Justo Piccardo
- Born: 25 March 2002 (age 24)
- Height: 183 cm (6 ft 0 in)
- Weight: 105 kg (231 lb)

Rugby union career
- Position: Centre
- Current team: Montpellier

Senior career
- Years: Team / Apps / (Points)
- 2024-2025: Pampas
- 2025-: Montpellier / 3 / (5)

International career
- Years: Team / Apps / (Points)
- 2024-: Argentina / 11 / (10)

= Justo Piccardo =

Argentine rugby player (born 2002)

Justo Piccardo (born 25 March 2002) is an Argentine professional rugby union player.
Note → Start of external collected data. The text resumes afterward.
PR #766, opened 2026-06-12
Fix transformers 5.x drift: FP8Linear constructor signature and Gemma3 double-BOS strip under padding

danielhanchen:
Two transformers 5.x drift fixes, both backwards compatible with 4.57.6.

## FP8Linear constructor signature drift

transformers 4.57.6 builds `FP8Linear(in_features, out_features, bias, dtype, block_size, device, activation_scheme)`. transformers 5.x changed the signature to `(in_features, out_features, block_size, activation_scheme, scale_fmt, has_bias)`: `bias`, `dtype`, `device` are gone and `has_bias` arrived. `vllm_utils.py` passed the 4.x layout positionally, so FP8 models crashed on 5.x with a TypeError.

The fix builds a superset kwargs dict (`bias`, `has_bias`, `dtype`, `device`, `block_size`, `activation_scheme`) and filters it against `inspect.signature(FP8Linear.__init__)` before calling, with a VAR_KEYWORD guard so a future `**kwargs` signature receives everything. Works unchanged on 4.57.6, 5.x, and signatures in between.

## Gemma3 processor double-BOS under batched padding

The existing Gemma3 patch stripped a duplicated BOS by checking `input_ids[:2]` after tokenization with padding. Under left padding only the longest row starts with `[bos, bos]`, so the strip re-ragged the batch and desynced `attention_mask`.

The fix tokenizes unpadded, strips the duplicate BOS per row while keeping the attention mask in sync, then pads once via `tokenizer.pad` with the pad kwargs filtered against its signature (transformers 5 changed which kwargs `pad` accepts).

## Validation

Unit tests for both paths pass on transformers 4.57.6 and 5.11 (same scripts, both versions).

End to end inside the unsloth/unsloth Docker validation image (B200, torch 2.10 cu128, vllm 0.19.1, transformers 5.11), notebooks from unslothai/notebooks run with these fixes applied:

| Notebook | Result |
| --- | --- |
| Gemma3_(4B)-Vision-GRPO | pass, 13.6 min |
| Llama_FP8_GRPO | pass, 8.6 min |
| Qwen3_8B_FP8_GRPO | pass, 12.1 min |
| Qwen3_(4B)-GRPO (control, no FP8/Gemma path) | pass, 11.9 min |

Both fixes are runtime monkey patches scoped to the existing patch sites; no behavior change when the installed transformers matches the old signatures.

### DIFF
--- a/unsloth_zoo/temporary_patches/gemma.py
+++ b/unsloth_zoo/temporary_patches/gemma.py
@@ -189,11 +189,23 @@ def patch_Gemma3Processor():
         # text_inputs = self.tokenizer(text=text, **output_kwargs["text_kwargs"], return_tensors="np")
         return_mm_token_type_ids = output_kwargs["text_kwargs"].pop("return_mm_token_type_ids", True)
 
-        text_inputs = self.tokenizer(text=text, **output_kwargs["text_kwargs"])
-        # Fix double BOS tokens
+        # Tokenize WITHOUT padding: stripping a double BOS after padding only
+        # shortens rows that still start with [bos, bos] (under left padding,
+        # just the longest row), re-ragging the batch and desyncing
+        # attention_mask. Strip first, then pad once.
+        text_kwargs = dict(output_kwargs["text_kwargs"])
+        pad_kwargs = {k: text_kwargs.pop(k) for k in ("padding", "max_length", "pad_to_multiple_of", "padding_side") if k in text_kwargs}
+        text_inputs = self.tokenizer(text=text, **text_kwargs)
+        # Fix double BOS tokens, keeping attention_mask in sync
         double_bos_token_id = [self.tokenizer.bos_token_id]*2
         input_ids = text_inputs["input_ids"]
-        text_inputs["input_ids"] = [x[1:] if x[:2] == double_bos_token_id else x for x in input_ids]
+        stripped = [x[1:] if x[:2] == double_bos_token_id else x for x in input_ids]
+        if "attention_mask" in text_inputs:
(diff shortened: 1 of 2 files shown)


danielhanchen:
Re-validated on current main via an integration branch and a sim battery in isolated uv venvs (transformers 4.57.6 and 5.x).

FP8Linear signature filter (the unique part of this PR): 16/16 simulation cases pass. The before-repro confirms the bug: the pre-fix positional/keyword construction raises `TypeError: unexpected keyword argument 'dtype'` against the real transformers 5.x FP8Linear signature; the filter constructs correctly against the 4.57.6 layout, the 5.x layout, a **kwargs signature, a keyword-only signature, and a future-extra-arg signature, with has_bias True and False. End to end, the FP8 GRPO notebooks (Llama_FP8_GRPO, Qwen3_8B_FP8_GRPO) train to completion on a B200 image carrying this fix.

Note on the Gemma3 double-BOS hunk: the maintainer's open zoo#695 independently fixes the same bug with a different approach (tokenize-with-padding then re-pad trimmed rows, vs this PR's tokenize-unpadded-strip-pad-once). Both are correct at the token-id level (verified across padding x side x batch combinations, 56/56 sim cases). Since 695 is likely to land first, the Gemma3 hunk here is redundant with it; happy to drop it and keep this PR to just the FP8Linear fix if that is cleaner for review.

danielhanchen:
Closing as superseded.

The FP8Linear constructor half is now handled by signature-robust construction on current main, and the Gemma3 double-BOS handling was reworked through the `_fix_double_bos_and_pad` + `_resolve_truncation` path, which also preserves truncation for over-length rows (this PR's version dropped `max_length` before padding and lost that).

If the `inspect.signature`-based FP8Linear construction is still worth keeping purely as future-proofing, I can cherry-pick just that piece onto current main in a small follow-up.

He plays as a centre for Montpellier and the Argentina national rugby union team.

==Club career==
He played for Pampas in Super Rugby Americas in 2024. He was named to the All-Star team for SRA 2024 season and was also named Rookie of the Year in May 2024.

==International career==
He was called up to the Argentina national rugby union team for the first time in July 2024. He made his international debut in the Autumn International against Ireland as a replacement in a narrow 22–19 defeat.

He was named in the Argentina squad ahead of their fixture against the British and Irish Lions in June 2025. He was named as a starter for the first time for their match against the Lions in Dublin on 20 June 2025.